Start of Material shown

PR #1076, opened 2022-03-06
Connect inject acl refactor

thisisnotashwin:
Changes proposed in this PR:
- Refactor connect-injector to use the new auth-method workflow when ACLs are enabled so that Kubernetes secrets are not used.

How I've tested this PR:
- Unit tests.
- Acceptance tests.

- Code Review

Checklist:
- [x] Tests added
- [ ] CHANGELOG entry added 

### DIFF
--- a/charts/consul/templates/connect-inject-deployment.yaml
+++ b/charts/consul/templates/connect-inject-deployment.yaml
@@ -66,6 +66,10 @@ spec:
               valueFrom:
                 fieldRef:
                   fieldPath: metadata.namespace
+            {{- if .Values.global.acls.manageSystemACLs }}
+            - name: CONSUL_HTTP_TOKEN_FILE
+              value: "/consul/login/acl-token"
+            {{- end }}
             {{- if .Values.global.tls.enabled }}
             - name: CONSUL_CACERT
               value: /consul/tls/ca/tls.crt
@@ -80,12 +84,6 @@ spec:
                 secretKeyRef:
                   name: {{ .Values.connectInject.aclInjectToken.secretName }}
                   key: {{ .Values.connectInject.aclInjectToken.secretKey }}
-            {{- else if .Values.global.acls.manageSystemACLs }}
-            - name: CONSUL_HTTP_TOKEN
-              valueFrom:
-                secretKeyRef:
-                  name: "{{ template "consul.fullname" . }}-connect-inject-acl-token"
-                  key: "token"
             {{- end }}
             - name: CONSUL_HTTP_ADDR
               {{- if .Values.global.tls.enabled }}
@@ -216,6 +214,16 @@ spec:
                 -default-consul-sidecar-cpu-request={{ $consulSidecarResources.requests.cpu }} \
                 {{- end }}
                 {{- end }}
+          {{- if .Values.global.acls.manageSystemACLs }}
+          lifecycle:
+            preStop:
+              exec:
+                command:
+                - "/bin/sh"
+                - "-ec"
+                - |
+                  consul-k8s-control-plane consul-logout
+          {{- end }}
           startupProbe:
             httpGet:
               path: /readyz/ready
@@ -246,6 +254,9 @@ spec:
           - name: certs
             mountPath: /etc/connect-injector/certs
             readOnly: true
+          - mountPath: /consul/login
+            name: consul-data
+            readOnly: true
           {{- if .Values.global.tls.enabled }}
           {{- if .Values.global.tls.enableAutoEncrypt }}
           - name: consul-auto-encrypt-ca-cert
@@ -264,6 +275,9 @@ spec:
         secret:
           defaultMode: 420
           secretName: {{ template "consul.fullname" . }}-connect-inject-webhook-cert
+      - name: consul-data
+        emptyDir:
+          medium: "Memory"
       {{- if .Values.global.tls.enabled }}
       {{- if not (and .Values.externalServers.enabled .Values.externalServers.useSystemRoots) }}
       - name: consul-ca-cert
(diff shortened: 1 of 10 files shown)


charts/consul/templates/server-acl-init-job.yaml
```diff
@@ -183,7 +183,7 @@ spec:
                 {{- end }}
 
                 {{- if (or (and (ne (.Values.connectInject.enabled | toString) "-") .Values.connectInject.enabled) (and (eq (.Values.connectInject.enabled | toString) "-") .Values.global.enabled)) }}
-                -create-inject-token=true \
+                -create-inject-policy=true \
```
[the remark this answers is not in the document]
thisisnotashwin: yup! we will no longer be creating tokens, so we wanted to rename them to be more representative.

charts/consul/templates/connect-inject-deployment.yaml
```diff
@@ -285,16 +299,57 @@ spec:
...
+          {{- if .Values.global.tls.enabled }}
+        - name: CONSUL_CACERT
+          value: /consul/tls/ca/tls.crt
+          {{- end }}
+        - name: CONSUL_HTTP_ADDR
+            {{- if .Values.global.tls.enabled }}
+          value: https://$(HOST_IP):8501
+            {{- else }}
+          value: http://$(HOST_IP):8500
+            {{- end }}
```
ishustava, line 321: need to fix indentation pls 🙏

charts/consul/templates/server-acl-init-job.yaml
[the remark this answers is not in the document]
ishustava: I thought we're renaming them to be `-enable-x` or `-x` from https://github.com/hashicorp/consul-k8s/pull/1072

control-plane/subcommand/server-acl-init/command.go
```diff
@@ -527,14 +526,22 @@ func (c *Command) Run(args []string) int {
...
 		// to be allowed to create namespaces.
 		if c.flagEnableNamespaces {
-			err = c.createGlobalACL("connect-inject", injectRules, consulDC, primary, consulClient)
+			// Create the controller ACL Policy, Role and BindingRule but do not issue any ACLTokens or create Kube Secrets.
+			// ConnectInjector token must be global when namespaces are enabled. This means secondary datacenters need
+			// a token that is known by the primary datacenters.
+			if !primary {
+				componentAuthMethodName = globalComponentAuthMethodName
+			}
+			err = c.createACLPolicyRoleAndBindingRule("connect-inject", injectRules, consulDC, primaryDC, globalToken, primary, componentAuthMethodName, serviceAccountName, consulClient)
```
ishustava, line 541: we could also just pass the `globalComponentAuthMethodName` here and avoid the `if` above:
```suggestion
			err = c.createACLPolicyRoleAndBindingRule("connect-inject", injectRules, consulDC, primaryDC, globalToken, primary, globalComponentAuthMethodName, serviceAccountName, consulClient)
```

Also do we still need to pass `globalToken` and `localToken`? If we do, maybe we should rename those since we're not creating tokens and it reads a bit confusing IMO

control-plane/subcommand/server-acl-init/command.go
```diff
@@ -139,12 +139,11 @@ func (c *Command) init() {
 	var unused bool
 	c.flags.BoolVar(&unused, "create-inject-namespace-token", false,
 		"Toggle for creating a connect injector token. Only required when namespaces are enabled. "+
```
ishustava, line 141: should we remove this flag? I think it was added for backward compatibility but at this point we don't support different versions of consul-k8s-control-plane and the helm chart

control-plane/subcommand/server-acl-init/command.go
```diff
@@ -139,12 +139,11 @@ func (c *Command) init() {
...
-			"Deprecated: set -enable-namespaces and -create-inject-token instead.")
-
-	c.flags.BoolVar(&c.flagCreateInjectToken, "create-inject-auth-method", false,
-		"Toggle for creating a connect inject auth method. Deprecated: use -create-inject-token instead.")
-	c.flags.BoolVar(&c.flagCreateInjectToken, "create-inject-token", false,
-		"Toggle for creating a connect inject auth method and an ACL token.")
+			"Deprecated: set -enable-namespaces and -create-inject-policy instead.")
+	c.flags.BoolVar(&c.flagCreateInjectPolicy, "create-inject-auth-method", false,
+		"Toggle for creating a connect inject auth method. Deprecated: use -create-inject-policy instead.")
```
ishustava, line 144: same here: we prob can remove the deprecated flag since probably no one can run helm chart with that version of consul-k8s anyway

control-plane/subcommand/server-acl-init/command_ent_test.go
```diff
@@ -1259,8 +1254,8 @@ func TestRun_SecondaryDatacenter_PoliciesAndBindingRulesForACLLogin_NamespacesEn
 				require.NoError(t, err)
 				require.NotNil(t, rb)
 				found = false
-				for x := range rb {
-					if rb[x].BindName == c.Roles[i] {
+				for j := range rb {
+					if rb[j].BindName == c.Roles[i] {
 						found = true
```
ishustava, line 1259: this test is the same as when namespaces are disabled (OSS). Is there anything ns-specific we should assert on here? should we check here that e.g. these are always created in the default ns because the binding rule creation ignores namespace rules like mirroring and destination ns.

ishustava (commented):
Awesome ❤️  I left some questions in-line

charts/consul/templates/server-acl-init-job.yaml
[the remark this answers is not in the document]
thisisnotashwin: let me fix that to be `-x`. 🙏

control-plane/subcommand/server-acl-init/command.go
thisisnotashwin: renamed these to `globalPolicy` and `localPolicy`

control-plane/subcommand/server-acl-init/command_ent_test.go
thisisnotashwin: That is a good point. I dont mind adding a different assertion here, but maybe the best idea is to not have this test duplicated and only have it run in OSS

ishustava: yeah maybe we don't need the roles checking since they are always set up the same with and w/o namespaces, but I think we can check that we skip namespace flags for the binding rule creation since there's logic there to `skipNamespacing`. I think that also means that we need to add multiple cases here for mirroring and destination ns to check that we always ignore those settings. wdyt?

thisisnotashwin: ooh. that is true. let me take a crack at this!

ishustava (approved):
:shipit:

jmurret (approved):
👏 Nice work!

End of Material shown

Assignment: What lines in the records contain the word "with"? Return each one.

Solved problem:
ishustava, line 144: same here: we prob can remove the deprecated flag since probably no one can run helm chart with that version of consul-k8s anyway
ishustava: yeah maybe we don't need the roles checking since they are always set up the same with and w/o namespaces, but I think we can check that we skip namespace flags for the binding rule creation since there's logic there to `skipNamespacing`. I think that also means that we need to add multiple cases here for mirroring and destination ns to check that we always ignore those settings. wdyt?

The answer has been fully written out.